Die große Delegiertenzahl ist es auch, die bei einem weiteren österreichischen Teilnehmer, dem Bildungssekretär des Österreichischen Gewerkschaftsbundes in Oberösterreich, Josef Wall-Strasser, rückblickend Skepsis aufkommen lässt. Zum möglichen Nutzen des Treffens befragt, meint der Gewerkschafter: "Es hieß ja offiziell, dass es heuer um Strategien gehen solle, wobei ich da eher vorsichtig bin, weil es schwierig ist Strategien festzulegen, wenn bei einer einzelnen Veranstaltung 30.000 Leute dabei sind." Trotzdem seien auch seine Erwartungen erfüllt worden, berichtet er begeistert: "Ich habe Kontakte geknüpft mit Leuten, die sich dort um Menschenrechtsfragen in multinationalen Konzernen kümmern, mit Gewerkschaftern. Und hier zu kooperieren, das ist mein ganz konkretes Anliegen für die Gewerkschaftsarbeit." Vor allem aber sei es auch wichtig, einmal die Welt aus der Sicht der südlichen Länder kennen zu lernen. Zum Beispiel sei der brasilianische Staatspräsident Luiz Inacio "Lula" da Silva eine Person, an der momentan sämtliche Hoffnungen des südlichen Kontinentes hingen. Wall-Strasser: "Das begreift man bei uns gar nicht."
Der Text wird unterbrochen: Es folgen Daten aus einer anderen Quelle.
PR #9215, opened 2023-11-28
Add a new `overlay-toggled` event that dev overlay plugins can listen to

Princesseuh:
## Changes

What the title says. This is useful for instance if you want your plugin to automatically hide itself when the overlay is toggled, 

## Testing

Will be done separately!

## Docs

https://github.com/withastro/docs/pull/5518

### DIFF
--- a/.changeset/warm-horses-hunt.md
+++ b/.changeset/warm-horses-hunt.md
@@ -1,0 +1,5 @@
+---
+'astro': patch
+---
+
+Add a new `overlay-toggled` event that dev overlay plugins can listen to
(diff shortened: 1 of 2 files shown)


natemoo-re (approved):
Works for me!

Princesseuh:
Will wait for https://github.com/withastro/astro/pull/9230 to land first to see if this still makes sense.

Princesseuh:
This doesn't make as much sense with https://github.com/withastro/astro/pull/9230 now, because the overlay gets minimized a lot more easily and is often not a conscious choice.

Einer der Höhepunkte der Veranstaltung war dementsprechend auch der Auftritt von da Silva, der in einer flammenden Rede die Industriestaaten zum Kampf gegen Armut aufrief. "Ich möchte der Welt sagen, wie wunderschön diese Welt wäre, wenn nicht so viel Geld für Waffen ausgegeben würde und statt dessen Brot, Bohnen und Reis gekauft würden, um den Hunger auszumerzen", sagte der Präsident von Brasilien, wo rund 45 Millionen Menschen unter der Armutsgrenze leben.

Brückenschlag

Er war es auch, der den Brückenschlag zwischen den Veranstaltungen in Porto Alegre und Davos schaffte, indem er auch am Wirtschaftsforum teilnahm und dort seine Forderung nach dem weltweiten Kampf gegen den Hunger wiederholte. "Lula" stieß dabei auf offene Ohren, denn der Kampf gegen Armut war ohnehin auch in Davos ein Thema.

Die Abgeordnete Ulrike Lunacek betrachtet diese teilweise Ähnlichkeiten in den Themen allerdings skeptisch: "Die Zielsetzung mag ähnlich sein, aber dass sich im Verhalten der großen Unternehmen tatsächlich etwas ändert, habe ich noch nicht gesehen. Zum Beispiel, dass die Mehrheit der Bevölkerung nicht mehr vom Zugang zu Wasser, Nahrung, Bildung und Gesundheitseinrichtungen ausgeschlossen wird." Aber immerhin würden diese Probleme mittlerweile auf dem Weltwirtschaftsforum thematisiert. "Ohne den Einfluss des Weltsozialforums hätte es diese Öffnung nicht gegeben", so Lunacek.